Accelerate Your High Performance Computing Workloads

Some of the most popular HPC programing languages and frameworks are part of the ROCm software platform, including those to help parallelize operations across multiple GPUs and servers, handle memory hierarchies, and solve linear systems. Our GPU Accelerated Applications Catalog includes a vast set of platform-compatible HPC applications, including those in astrophysics, climate & weather, computational chemistry, computational fluid dynamics, earth science, genomics, geophysics, molecular dynamics, and physics. Many of these are available through the AMD Infinity Hub, ready to download and run on servers with AMD Instinct accelerators.

Propel Your Generative AI and Machine Learning Applications

Support for the most popular AI & ML frameworks—PyTorch, TensorFlow, ONYX-RT, Triton and JAX—make it easy to adopt ROCm software for AI deployments on AMD Instinct accelerators.

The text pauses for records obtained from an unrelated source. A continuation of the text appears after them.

PR #379, opened 2020-11-16
Use default options when game options with no args [#370]

### LINKED ISSUE #370: Using game options without parameters should reset them to default values

taahamahdi:
Closes #370.

### DIFF
--- a/src/commands/game_options/cutoff.ts
+++ b/src/commands/game_options/cutoff.ts
@@ -5,16 +5,24 @@ import _logger from "../../logger";
 import { GameOption } from "../../types";
 
 const logger = _logger("cutoff");
-export const BEGINNING_SEARCH_YEAR = 2008;
+export const DEFAULT_BEGINNING_SEARCH_YEAR = 2008;
+export const DEFAULT_ENDING_SEARCH_YEAR = (new Date()).getFullYear();
 
 export default class CutoffCommand implements BaseCommand {
     async call({ message, parsedMessage }: CommandArgs) {
         const guildPreference = await getGuildPreference(message.guildID);
+        if (parsedMessage.components.length === 0) {
+            guildPreference.setBeginningCutoffYear(DEFAULT_BEGINNING_SEARCH_YEAR);
+            guildPreference.setEndCutoffYear(DEFAULT_ENDING_SEARCH_YEAR);
+            await sendOptionsMessage(message, guildPreference, GameOption.CUTOFF);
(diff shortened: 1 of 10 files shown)


src/commands/game_options/cutoff.ts
```diff
@@ -11,8 +11,11 @@ export default class CutoffCommand implements BaseCommand {
     async call({ message, parsedMessage }: CommandArgs) {
         const guildPreference = await getGuildPreference(message.guildID);
         const yearRange = parsedMessage.components;
-        const startYear = yearRange[0];
-        if (yearRange.length === 1) {
+        const startYear = yearRange[0] || null;
```
Brainicism, line 14: What's the purpose of the `|| null` here?

src/models/guild_preference.ts
```diff
@@ -15,11 +15,11 @@ const logger = _logger("guild_preference");
 const DEFAULT_OPTIONS = {
     beginningYear: BEGINNING_SEARCH_YEAR,
```
Brainicism, line 16: Rename BEGINNING_SEARCH_YEAR to DEFAULT_BEGINNING_SEARCH_YEAR

src/models/guild_preference.ts
```diff
@@ -15,11 +15,11 @@ const logger = _logger("guild_preference");
...
     endYear: (new Date()).getFullYear(),
```
Brainicism, line 17: Make this a constant and name if DEFAULT_ENDING_SEARCH_YEAR

Brainicism (changes requested):

src/commands/game_options/cutoff.ts
taahamahdi: parsedMessage.components at 0 may be null when no arguments are passed

taahamahdi: Am I using it wrong?

Brainicism: You already have a `yearRange.length === 0` check below, so it would never be null where it matters. Alternatively, make a this `=== 0` check a separate if statement with an early return, then evaluate `startYear` after

Brainicism (changes requested):

src/commands/game_options/cutoff.ts
taahamahdi: My mistake, thanks for the explanation! I'll do the early return

Brainicism (approved):

PR #420, opened 2020-12-14
Update ytdl-core to fix hanging issue

Brainicism:


taahamahdi (approved):
Fixes that last case of needing to download and encode at once hanging.

PR #432, opened 2020-12-30
End game on skip and forceskip

taahamahdi:
Check for gameFinished inside each endRound call

- Replaces the check inside setTimeout
- No longer need the check inside ,forceskip and ,skip

### DIFF
--- a/src/models/game_session.ts
+++ b/src/models/game_session.ts
@@ -74,7 +74,7 @@ export default class GameSession {
 
     constructor(textChannel: Eris.TextChannel, voiceChannel: Eris.VoiceChannel, gameSessionCreator: Eris.User, gameType: GameType, eliminationLives?: number) {
         this.gameType = gameType;
-        this.scoreboard = this.gameType === GameType.ELIMINATION ? new EliminationScoreboard(eliminationLives) : new Scoreboard();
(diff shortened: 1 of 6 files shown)


src/models/game_session.ts
```diff
@@ -104,6 +104,13 @@ export default class GameSession {
             this.connection.removeAllListeners();
         }
         this.stopGuessTimeout();
+        if (this.gameType === GameType.ELIMINATION) {
+            const eliminationScoreboard = this.scoreboard as EliminationScoreboard;
```
Brainicism, line 108: Do we need this cast?

Brainicism: We can make the `gameFinished` check for classic mode in here as well

Brainicism (changes requested):

src/models/game_session.ts
taahamahdi: The cast was needed to call `eliminationScoreboard`'s `gameFinished` method instead of `Scoreboard`'s

taahamahdi: > We can make the `gameFinished` check for classic mode in here as well

To do this, we need to access `guildPreference` for `isGoalSet`, so we need to call `getGuildPreference`. However, to await this, I need to turn endRound into an asynchronous method. Is that okay?

Brainicism (approved):

PR #435, opened 2021-01-01
GAON weekly facts + fact cache generation rework

Brainicism:


src/fact_generator.ts
```diff
@@ -452,3 +476,38 @@ async function mostGaonAppearances(): Promise<string[]> {
         .limit(25);
     return result.map((x, idx) => `Fun Fact: '${x.artist_name}' has placed on the GAON digital weekly charts the ${getOrdinalNum(idx + 1)} most times with ${x.appearances} appearances!`);
 }
+
+async function historicalGaonWeekly(): Promise<Array<string>> {
+    const startYear = 2010;
+    const endYear = new Date().getFullYear() - 1;
```
taahamahdi, line 482: Can you explain why you're doing -1 here and +1 on line 489? I don't get it

src/helpers/utils.ts
```diff
@@ -94,3 +94,18 @@ export function arrayToString(arr: Array<string>): string {
...
+ */
+export function weekOfYear(dateObj?: Date): number {
+    const date = dateObj || new Date();
+    date.setHours(0, 0, 0, 0);
+    // Thursday in current week decides the year.
+    date.setDate(date.getDate() + 3 - ((date.getDay() + 6) % 7));
+    // January 4 is always in week 1.
+    const week1 = new Date(date.getFullYear(), 0, 4);
+    // Adjust to Thursday in week 1 and count number of weeks from date to week1.
+    return 1 + Math.round(((date.getTime() - week1.getTime()) / 86400000 - 3 + ((week1.getDay() + 6) % 7)) / 7);
```
taahamahdi, line 110: 😭

taahamahdi (approved):

src/fact_generator.ts
Brainicism: These quotes show songs for previous years, `endYear` evaluates to 2019 in 2020. Line 489 generates a range from 2010 to 2019, and the +1 creates the correct array size otherwise you'd have an off by one error

taahamahdi (approved):

PR #444, opened 2021-01-10
Add profile command

Brainicism:


taahamahdi (changes requested):
Looks great -- to add to this, users should be able to mention another user to retrieve their stats as well. What do you think?

data/end_game_messages.json
```diff
@@ -57,6 +57,10 @@
         {
             "title": "Did you know?",
             "message": "You can set a time limit for guessing each song by using the `timer` game option. See `,help timer` for more details."
+        },
+        {
+            "title": "Did you know?",
+            "message": "You can see how many games you've played, and how many song's you've guessed in total using `,profile`."
```
taahamahdi, line 63: you've played and how many songs

src/commands/game_commands/profile.ts
```diff
@@ -0,0 +1,62 @@
...
+import _logger from "../../logger";
+import { bold, friendlyFormattedDate } from "../../helpers/utils";
+
+const logger = _logger("profile");
+
+export default class ProfileCommand implements BaseCommand {
+    help = {
+        name: "profile",
+        description: "Shows your game stats.",
+        usage: "!profile",
```
taahamahdi, line 15: Should we include here that a username can be mentioned, or will it make it more confusing than it needs to be for the user?

taahamahdi (changes requested):

src/commands/game_commands/profile.ts
```diff
@@ -0,0 +1,69 @@
...
+    help = {
+        name: "profile",
+        description: "Shows your game stats.",
+        usage: "!profile { @mention }",
+        examples: [{
+            example: "`!profile`",
+            explanation: "View your own player profile.",
+        },
+        {
+            example: "`!shuffle @FortnitePlayer`",
```
taahamahdi, line 21: !profile

taahamahdi (changes requested):

taahamahdi (approved):

PR #549, opened 2021-02-14
Correctly check if bot is alone, also check if VC is empty

taahamahdi:


src/helpers/discord_utils.ts
```diff
@@ -453,16 +453,18 @@ export async function textPermissionsCheck(message: GuildTextableMessage): Promi
 
 /**
  * @param gameSession - The currently active GameSession
- * @param channel - The voice channel the bot is currently in
- * @returns whether the bot is alone 😔
+ * @param channel - The voice channel the bot could be in
+ * @returns whether the bot is alone 😔 ends the gameSession if it does
  */
-export async function checkBotIsAlone(gameSession: GameSession, channel: Eris.VoiceChannel) {
+export async function checkBotIsAlone(gameSession: GameSession, channel: Eris.VoiceChannel): Promise<boolean> {
```
Brainicism, line 459: This function isn't async anymore

src/structures/game_session.ts
```diff
@@ -357,6 +357,14 @@ export default class GameSession {
         this.prepareRound(randomSong.name, randomSong.artist, randomSong.youtubeLink);
         this.gameRound.setBaseExpReward(await this.calculateBaseExp(guildPreference));
 
+        if ((await checkBotIsAlone(this, this.voiceChannel))) {
+            return;
+        }
+        if (this.voiceChannel.voiceMembers.size === 0) {
```
Brainicism, line 363: Isn't this redundant

Brainicism (changes requested):

src/structures/game_session.ts
taahamahdi: This handles the case where before any rounds start the user leaves the voice channel. checkBotIsAlone only ends the session if the bot is the only one the voice channel (members == 1)

Brainicism (approved):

The ROCm software environment also enables a broad range of AI support for leading compilers, libraries and models making it fast and easy to deploy AMD based accelerated servers. The AMD ROCm Developer Hub provides easy access point to the latest ROCm drivers and compilers, ROCm documentation, and getting started training webinars, along with access to deployment guides and GPU software containers for AI, Machine Learning and HPC applications and frameworks.